Overview

Understanding How Methadone Treatment During Surgery Affects Pain Levels and the Need for Pain Medications After Surgery

Status:
Recruiting
Trial end date:
2025-06-01
Target enrollment:
0
Participant gender:
All
Summary
The researchers are doing this study to find out whether giving methadone during spinal surgery helps manage pain in the first 72 hours after surgery better than other standard pain medications. Participants' pain will be measured by how much pain is reported after surgery, and how much additional pain medication is needed to lower pain levels. The researchers will look at whether giving methadone during surgery reduces the need for other pain medications after surgery. In addition, the team will compare the effects of methadone with the effects of a placebo to evaluate which one works best.
Phase:
Phase 3
Accepts Healthy Volunteers?
No
Details
Lead Sponsor:
Memorial Sloan Kettering Cancer Center
Treatments:
Methadone
Criteria
Inclusion Criteria:

- Adult patients (between 18-75 years of age) scheduled for extradural spine surgery
with instrumentation (greater than or equal to two levels and including minimally
invasive) of expected duration ≥ 2 hours

- Postoperative hospital stay expected to be ≥ 2 nights at the time of consent

Exclusion Criteria:

- Use of methadone currently or within the previous 6 weeks

- Current use of a sustained-release or long-acting opioid

- Drug misuse history (e.g., ketamine, cocaine, heroin, amphetamine, methamphetamine,
MDMA, phencyclidine, lysergic acid, mescaline, psilocybin).

- Current use of opioid antagonist/partial antagonist (i.e. buprenorphine).

- Current or past diagnosis of a Major Psychiatric disorder (such as Schizophrenia,
dementia, delirium).

- Patients with a BMI ≥ 36 kg/m2

- 2nd or 3rd degree heart block as assessed by preoperative EKG.

- QTc > 450 msec on preoperative EKG.

- Documentation of congestive heart failure and/or ejection fraction < 30% if recorded
in the Pre-Operative Record.

- Contraindication to use of any analgesic medications listed in the ERAS pathways
(acetaminophen, gabapentin, celecoxib, IV opioids).

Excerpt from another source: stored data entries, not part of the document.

PR #39950, opened 2021-12-08
[8.x] Add cache-busting for public assets

mhmdomer:
This PR allows the use of cache-busting on public assets,
Using:
```php
asset('filePath', version: true)
```
generates a URL for the asset and appends an id with this format:
`https://your-domain.com/filePath?id=1639002822`
the value of the id is a UNIX timestamp of the last time the file was modified.
So using this feature we can make sure the browser always requests the new file whenever the file is changed, even if the file was cached on the browser. also, it eliminates the annoying need for updating file names when they change to make sure clients get the newest file every time the file is changed.

This PR also doesn't break the normal usage of the `asset` helper.
So the function:
```php
asset('filePath')
```
generates `https://your-domain.com/filePath` as expected

These changes don't introduce any security vulnerability as the files are already public and the only exposed info is the last modified time of the file.

### DIFF
--- a/src/Illuminate/Routing/UrlGenerator.php
+++ b/src/Illuminate/Routing/UrlGenerator.php
@@ -255,10 +255,11 @@ class UrlGenerator implements UrlGeneratorContract
     protected function assetWithVersion($path, $url)
     {
         $fullPath = public_path($path);
-        if (!file_exists($fullPath)) {
+        if (! file_exists($fullPath)) {
             return $url;
         }
-        return $url . '?id=' . filemtime($fullPath);
+
+        return $url.'?id='.filemtime($fullPath);
     }
 
     /**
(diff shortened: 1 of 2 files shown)


GrahamCampbell:
I don't think this will play nice across multi-server deployments. It is more robust to use ETAG caching (default in cloudfront) or to version the URIs at compile time (mix supports this, easily), instead of using a query string param.

src/Illuminate/Routing/UrlGenerator.php
```diff
@@ -230,7 +230,7 @@ public function secure($path, $parameters = [])
      * @param  bool|null  $secure
      * @return string
      */
-    public function asset($path, $secure = null)
+    public function asset($path, $secure = null, $version = false)
```
driesvints, line 233: This is a breaking change to the method signature.

mhmdomer:
@GrahamCampbell @mhmdomer thanks for taking the time to review this.
I think I will just add a new helper function for this feature to my collection of helpers 😅

taylorotwell:

PR #39958, opened 2021-12-09
[8.x] `withTrashed` on routes check if `SoftDeletes` is used in `Model`

Slubby:
When using `withTrashed()` on a route with two bind models and one model doesn't have `SoftDeletes` its throws a `BadMethodCallException`

For example, you have a route like this:

`
Route::put('admin/articles/(article)/comments/{comment}/restore')->withTrashed()
`

The article model doesn't have `SoftDeletes` but the comment model has. When you want to restore the comment now its throws an exception because the model article doesn't have `SoftDeletes`


Quick00:
Exactly what i need! 🌮

PR #40047, opened 2021-12-14
Fixes slight oversight

xanderificnl:
In my previous PR, I made a small error where I used the same key for a translation string as a filename (i.e. `__("Pagination")` and `en/pagination.php`) which caused issues for someone (see: https://github.com/laravel/framework/pull/39928#issuecomment-994112464) and does not line up with best practices explained in the documentation (see "Key / File Conflicts" https://laravel.com/docs/8.x/localization#using-translation-strings-as-keys)

This PR goes hand in hand with https://github.com/laravel/laravel/pull/5748 -- and should resolve the aforementioned issue and oversight.

### DIFF
--- a/src/Illuminate/Pagination/resources/views/simple-tailwind.blade.php
+++ b/src/Illuminate/Pagination/resources/views/simple-tailwind.blade.php
@@ -1,5 +1,5 @@
 @if ($paginator->hasPages())
-    <nav role="navigation" aria-label="{{ __('pagination.label') }}" class="flex justify-between">
+    <nav aria-label="{{ __('pagination.label') }}" class="flex justify-between">
         {{-- Previous Page Link --}}
         @if ($paginator->onFirstPage())
             <span class="relative inline-flex items-center px-4 py-2 text-sm font-medium text-gray-500 bg-white border border-gray-300 cursor-default leading-5 rounded-md">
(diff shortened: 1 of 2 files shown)


derekmd:
This fix would only be appropriate for new installs. Existing apps will be updating the next 8.x minor patch release and now have a translation key `pagination.label` appearing in HTML because the `en/pagination.php` file doesn't contain this new key.

Choosing another non-conflicting human-readable phrase like `aria-label="{{ __('Page navigation') }}"` is likely a better fix. "Pagination" is a term really only known by programmers so any screenreader should interpret a component description targeted at non-technical users.

xanderificnl:
In that case, it should be `aria-label="{{ __('Page') }}"` which could potentially cause the same issue, if someone has lang/x/page.php and no lang/x.json. Setting the label to 'Page Navigation' will cause screen readers to read "Page Navigation Navigation" (because the rol of <nav> is 'navigation').

driesvints:
I feel like it's best we just revert the original PR for now.

xanderificnl:
To summarize:

- This fix won't work (as-is) for minor updates.
- We shouldn't duplicate the role (navigation) in the label.
- Using 'page' (or any single word) may introduce problems w/ language files.

So we should probably just revert it for now, and include the fix in the next major version?

taylorotwell:
If you want to change this - you can export the views and change it in your own application.

PR #40048, opened 2021-12-15
[9.x] Allow http client to call send-related method without parameter.

chu121su12:
Based on #39934.

Similar to query builder that can be passed around before actually `->get()`-ing the result,
I want to be able to pass around `PendingRequest` so it can be send later. Ex:

```php
[$method, $http] = ['post', \Http::withOptions([...])->url($url)->withData((array) $body)];
// later
$response = $http->$method(); // options, url, body, etc already defined
```

Additional benefit is that you can now do bodied-request with query string.


taylorotwell:

PR #40050, opened 2021-12-15
[9.x] Proper fix when provided path is '0'

vlakoff:
#40013 was incorrect, because when provided argument was '0',
we were appending `$path` (i.e. '0') instead of `DIRECTORY_SEPARATOR.$path` (i.e. '/0').

To summarize the behavior after this PR:

| argument       | appended string |
|----------------|-----------------|
| `'foo'`        | `'/foo'`        |
| `'0'`          | `'/0'`          |
| `''` (default) | `''`            |

In addition, as I'm using a loose comparison, it supports the following cases (they are not supported nor expected, though it doesn't harm to work better with them):

| argument | appended string |
|----------|-----------------|
| `null`   | `''`            |
| `false`  | `''`            |

### DIFF
--- a/src/Illuminate/Foundation/Application.php
+++ b/src/Illuminate/Foundation/Application.php
@@ -460,7 +460,7 @@ class Application extends Container implements ApplicationContract, CachesConfig
     public function storagePath($path = '')
     {
         return ($this->storagePath ?: $this->basePath.DIRECTORY_SEPARATOR.'storage')
-                            .($path ? DIRECTORY_SEPARATOR.$path : $path);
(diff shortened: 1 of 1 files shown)


iamine:
i think this fix must be applied to other functions too such as: path, basePath, bootstrapPath, configPath.....

vlakoff:
As a reminder, I used `$path != ''` which is equivalent to `(string) $path !== ''`.
I choosed the former because it is shorter, but the latter might be preferable so people are not inclined to think that `$path != ''` should be replaced with with `$path !== ''`.

PR #39075, opened 2021-10-04
[9.x] Chunk collections with callback

mateusjunges:
This is a follow up on #39065

This PR adds an optional callback to the chunk method on `Illuminate\Support\Collection` and `Illuminate\Support\LazyCollection` classes.
This allows to use a callback when chunking collections:

```php
$collection = new Collection([1, 2, 3, 4, 5, 6, 7, 8, 9, 10]);

$collection->chunk(5, function(Collection $items) {
    return $items->filter(function($item) use ($items) {
        return $item > 1;
    });
})
```

The code above returns a Collection of chunked collections, rejecting the value `1` in the first collection: 

```
Illuminate\Support\Collection {#284 ▼
  #items: array:2 [▼
    0 => Illuminate\Support\Collection {#285 ▼
      #items: array:4 [▼
        1 => 2
        2 => 3
        3 => 4
        4 => 5
      ]
    }
    1 => Illuminate\Support\Collection {#286 ▼
      #items: array:5 [▼
        5 => 6
        6 => 7
        7 => 8
        8 => 9
        9 => 10
      ]
    }
  ]
}
```

PR #40053, opened 2021-12-15
Added a callback closure for chunk function.

karam-mustafa:
I was working on something that required me to do a filter every time I split an array with certain data using the chunk function, so I added this callback to the chunk function so that I could apply another collection to the data in every chunk.


mateusjunges:
This was already rejected #39075

karam-mustafa:
@mateusjunges 
I think there is a difference. My PR applies the callback for each iteration in the internal chunk loop, the `each(fn) `function applies the callback function after chunks are done.
And I think I should update the interfaces and tests as well

taylorotwell:

PR #40058, opened 2021-12-15
[8.x] Add `setApplication` method to `FilesystemManager`

AlexVanderbist:
The `setApplication` method will be used to pass in a new `Application` to the filesystem manager by Octane when relevant (cfr. https://github.com/laravel/octane/blob/1.x/src/Listeners/GiveNewApplicationInstanceToDatabaseManager.php).

### DIFF
--- a/src/Illuminate/Filesystem/FilesystemManager.php
+++ b/src/Illuminate/Filesystem/FilesystemManager.php
@@ -312,6 +312,7 @@ class FilesystemManager implements FactoryContract
 
         return $this;
     }
+
     /**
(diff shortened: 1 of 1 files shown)


src/Illuminate/Filesystem/FilesystemManager.php
```diff
@@ -312,7 +312,7 @@ public function set($name, $disk)
 
         return $this;
     }
-
+
```
Neol3108, line 315:
```suggestion

```

PR #40059, opened 2021-12-15
[8.x] move maintenance mode logic

wimulkeman:

Overwriting the logic may be needed if for example the application is running on multiple servers.

Fixes #36474

### DIFF
--- a/src/Illuminate/Foundation/Application.php
+++ b/src/Illuminate/Foundation/Application.php
@@ -14,6 +14,7 @@ use Illuminate\Foundation\Bootstrap\LoadEnvironmentVariables;
 use Illuminate\Foundation\Events\LocaleUpdated;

- Any known hypersensitivity to methadone.

- Pregnant or breastfeeding.

- Abnormal liver function tests as related to the MSK guidelines for use of IV
acetaminophen: ALT greater than 2 x Upper Limit of Normal (> 75 U/L)

- Serum Creatinine > 1.5 mg/dl

- Instrumented spine cases of less than 2 levels

- All non-instrumented spine cases

- All intradural tumor resections

- All "take backs" that occur within 72 hours of surgery (wound revisions, hematomas,
etc.)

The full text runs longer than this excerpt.